## Problem requirements
Every line in the listing below that holds the word "page" should be returned.

## Records for this task
┌──
PR #353, opened 2021-02-05
Assortment of systemd-related denial fixes

KrissN:
Fix a number of issues related to systemd start-up in enforced mode, primarily focused on `systemd-tmpfilesd` and `systemd-networkd`.

Notable changes include:
 * Support for systemd-powered initrd (dracut). This is related to a feature in systemd, which allows it to pass certain socket file descriptors from the initrd's systemd daemon into the main systemd process. Since these are opened before the SELinux policy is loaded, all of them use the default label, which causes a number of denials, as the policy expects them to be labelled. This behaviour is controlled by a new global tunable `init_reuse_initrd_sockets`.
 * Support for factory template files in `systemd-tmpfilesd`.
 * `systemd-networkd` start-up fixes.

### DIFF
--- a/policy/modules/kernel/filesystem.if
+++ b/policy/modules/kernel/filesystem.if
@@ -5078,6 +5078,25 @@ interface(`fs_relabel_tmpfs_blk_file',`
 
 ########################################
 ## <summary>
+##	Relabel named pipes on tmpfs filesystems.
+## </summary>
+## <param name="domain">
+##	<summary>
+##	Domain allowed access.
+##	</summary>
+## </param>
+#
+interface(`fs_relabel_tmpfs_fifo_files',`
+	gen_require(`
+		type tmpfs_t;
+	')
+
+	allow $1 tmpfs_t:dir list_dir_perms;
+	relabel_fifo_files_pattern($1, tmpfs_t, tmpfs_t)
+')
+
+########################################
+## <summary>
 ##	Read and write, create and delete generic
 ##	files on tmpfs filesystems.
 ## </summary>
--- a/policy/modules/kernel/filesystem.if
+++ b/policy/modules/kernel/filesystem.if
@@ -4999,13 +4999,28 @@ interface(`fs_dontaudit_use_tmpfs_chr_dev',`
 ##	</summary>
 ## </param>
 #
-interface(`fs_relabel_tmpfs_chr_file',`
+interface(`fs_relabel_tmpfs_chr_files',`
 	gen_require(`
 		type tmpfs_t;
 	')
 
 	allow $1 tmpfs_t:dir list_dir_perms;
 	relabel_chr_files_pattern($1, tmpfs_t, tmpfs_t)
+')
+
+########################################
+## <summary>
+##	Relabel character nodes on tmpfs filesystems.
+## </summary>
+## <param name="domain">
+##	<summary>
+##	Domain allowed access.
+##	</summary>
+## </param>
+#
+interface(`fs_relabel_tmpfs_chr_file',`
+	refpolicywarn(`$0($*) has been deprecated, please use fs_relabel_tmpfs_chr_files() instead.')
+	fs_relabel_tmpfs_chr_files($1)
 ')
 
 ########################################
@@ -5037,13 +5052,28 @@ interface(`fs_rw_tmpfs_blk_files',`
 ##	</summary>
 ## </param>
 #
-interface(`fs_relabel_tmpfs_blk_file',`
+interface(`fs_relabel_tmpfs_blk_files',`
 	gen_require(`
 		type tmpfs_t;
 	')
 
 	allow $1 tmpfs_t:dir list_dir_perms;
 	relabel_blk_files_pattern($1, tmpfs_t, tmpfs_t)
+')
+
+########################################
+## <summary>
+##	Relabel block nodes on tmpfs filesystems.
+## </summary>
+## <param name="domain">
+##	<summary>
+##	Domain allowed access.
+##	</summary>
+## </param>
+#
+interface(`fs_relabel_tmpfs_blk_file',`
+	refpolicywarn(`$0($*) has been deprecated, please use fs_relabel_tmpfs_blk_files() instead.')
+	fs_relabel_tmpfs_blk_files($1)
 ')
 
 ########################################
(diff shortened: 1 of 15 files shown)


policy/modules/system/systemd.te
```diff
@@ -178,6 +178,7 @@ type systemd_networkd_exec_t;
 init_system_domain(systemd_networkd_t, systemd_networkd_exec_t)
 
 type systemd_networkd_runtime_t alias systemd_networkd_var_run_t;
+files_mountpoint(systemd_networkd_runtime_t)
```
doverride, line 181: This is one of those things. Not sure if we reached any consensus on this topic. but personally i would argue that these aren't your average mountpoints and as such shouldnt be treated that way

The only thing ever mounting on systemd_networkd_runtime_t type directories will ever be systemd.

This rule is too broad in my view

KrissN: An alternative would be a direct rule granting `init_t` rights to `mounton` on `systemd_networkd_runtime_t`. This would need to go via an interface and be conditional on `init_systemd`.

KrissN: Or maybe a better one: declare an attribute `systemd_nspawn_mountpoint` and allow systemd's `init_t` `mounton` rights to it. This would allow for future extension.

KrissN: Scratch that - there is an interface for that already: `init_mountpoint`.

doverride: I guess "systemd_mountpoint_type" should be suffice. It is not only for nspawn.

doverride: as a matter of fact, nspawn has little to do with this AFAIK

doverride: oh ok, yes init_mountpoint sounds appropriate

policy/modules/system/logging.if
```diff
@@ -681,10 +681,9 @@ interface(`logging_send_syslog_msg',`
 		# Allow systemd-journald to check whether the process died
 		allow syslogd_t $1:process signull;
 
-		ifdef(`distro_redhat',`
-			kernel_dgram_send($1)
-		')
 	')
+
+	kernel_dgram_send($1)
```
pebenito, line 686: This looks like it is at the wrong level block. It should still be in `init_systemd`, right?

policy/modules/system/logging.te
```diff
@@ -501,7 +501,7 @@ auth_use_nsswitch(syslogd_t)
 
 init_use_fds(syslogd_t)
 
-# cjp: this doesnt make sense
+# needed for systemd-initrd case when syslog socket is unlabelled
 logging_send_syslog_msg(syslogd_t)
```
pebenito, line 505: In that case we should be able to move it to the `init_systemd` block.

policy/modules/system/systemd.te
```diff
@@ -437,12 +449,19 @@ kernel_use_fds(systemd_generator_t)
 kernel_read_system_state(systemd_generator_t)
 kernel_read_kernel_sysctls(systemd_generator_t)
 
+# systemd-getty-generator
+term_use_unallocated_ttys(systemd_generator_t)
+
```
pebenito, line 454: Duplicate rule.

policy/modules/system/systemd.te
```diff
@@ -1306,6 +1326,8 @@ files_manage_var_lib_dirs(systemd_tmpfiles_t)
 files_purge_tmp(systemd_tmpfiles_t)
 files_read_etc_files(systemd_tmpfiles_t)
 files_read_etc_runtime_files(systemd_tmpfiles_t)
+files_relabel_config_dirs(systemd_tmpfiles_t)
+files_relabel_config_files(systemd_tmpfiles_t)
```
pebenito, line 1330: It seems like this should also go in the factory tunable.

policy/modules/system/authlogin.te
```diff
@@ -87,6 +87,7 @@ type wtmp_t;
 logging_log_file(wtmp_t)
 
 optional_policy(`
+	systemd_tmpfilesd_managed(faillog_t, dir)
 	systemd_tmpfilesd_managed(faillog_t, file)
```
pebenito, line 91: Nit: this can be one line.

policy/modules/kernel/filesystem.if
```diff
@@ -5046,6 +5046,25 @@ interface(`fs_relabel_tmpfs_blk_file',`
...
+## <summary>
+##	Relabel named pipes on tmpfs filesystems.
+## </summary>
+## <param name="domain">
+##	<summary>
+##	Domain allowed access.
+##	</summary>
+## </param>
+#
+interface(`fs_relabel_tmpfs_fifo_file',`
```
pebenito, line 5059: There is some inconsistency in the existing interfaces. It should be `fs_relabel_tmpfs_fifo_files` (plural)

pebenito (changes requested):

policy/modules/system/systemd.te
KrissN: > It seems like this should also go in the factory tunable.

Not necessarily.

According to my observations systemd will always try to restorecon the files, even if the target files exist and there is no need to copy them from the factory dir.

An alternative would be to put them - as you requested - into the factory conditional and put a dontaudit rule in the else section.

policy/modules/kernel/filesystem.if
KrissN: I can see the same inconsistency in the sibling interfaces (`fs_relabel_tmpfs_chr_file` & `fs_relabel_tmpfs_blk_file`). Would you like me to throw in a commit to align those as well?

KrissN: BTW, it would be worth to mention (for the future) on the [InterfaceNaming](https://github.com/SELinuxProject/refpolicy/wiki/InterfaceNaming) wiki page that predicates should be used in plural form.

policy/modules/system/systemd.te
pebenito: If you're not using the factory, then why would tmpfiles be acting on config files? Most general purpose systems have persistent config files and probably wouldn't be having these tmpfiles entries.

policy/modules/kernel/filesystem.if
pebenito: Thanks for note on the interface naming page. Fixing the inconsistency isn't necessary for the PR, but if you'd like to you fix that, it would be great. You'd need to have deprecated versions of the old interfaces (grep deprecated in the policy for examples).

pebenito (approved):

PR #356, opened 2021-03-06
Remove additional unused modules

pebenito:
Remove more modules for programs that are no longer maintained.


etbe:
The mcelog policy might still be needed, I've found some other references to it being used last year. I now think that one should stay for the moment and we can review it next year.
└──
## Solution for this exercise
KrissN: BTW, it would be worth to mention (for the future) on the [InterfaceNaming](https://github.com/SELinuxProject/refpolicy/wiki/InterfaceNaming) wiki page that predicates should be used in plural form.
pebenito: Thanks for note on the interface naming page. Fixing the inconsistency isn't necessary for the PR, but if you'd like to you fix that, it would be great. You'd need to have deprecated versions of the old interfaces (grep deprecated in the policy for examples).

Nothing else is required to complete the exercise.